Equally hypocritical is the reported decision to amend the Electricity Act of 2003 with a view to retaining cross-subsidies on the grounds that these help the poor. It is, of course, mandatory for every self-serving measure to be presented as something that will benefit the poor.
 
The fact that India has had cross-subsidies for the last 50 years, and the poor are no better-off, suggests that it is only some of the rich who benefit from these subsidies.
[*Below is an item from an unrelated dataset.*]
PR #4020, opened 2020-04-21
TransferWise Beta

kewitz:
As discussed in our meeting today, I'm redirecting the create expense buttons to our new create expense page if the Host is in our TransferWise beta program `settings.features.transferwise === true`.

But, clearly, such an amendment will help the electoral cause of the Left and the Congress party has decided to put the interests of the Left before the interests of the country.
 
It seems to have forgotten that once before it had allowed itself to be held hostage by the Left, during 1969-1973. The consequences of what was done during those years are still with us.
 
This incident brings into very sharp focus the need for the Congress party to indulge in some introspection ""if it is still capable of that""with a view to ascertaining whether it can claim to provide effective governance when the head of the government is convinced of one thing and the head of the party is convinced of the opposite.
 
The truth is that this incident has once again underlined the fact that Prime Minister Manmohan Singh's views count for very little. For example, the Left insisted that it would not be satisfied until it had been given some assurance by Sonia Gandhi. It also relented only after she had given these assurances. Clearly, the Left has no time for Dr Manmohan Singh.
 
Whether a country can be governed in this absurd fashion is something that we must all ponder. Sonia Gandhi may have refrained from becoming Prime Minister, but clearly she has not refrained from exercising the prerogatives of one.
 
India needs very firm governance at this stage of development and if the government is going to have to function with a gun permanently held to its head, it does not augur well for it. Ms Gandhi had a wonderful opportunity to call the Left's bluff. She has missed it.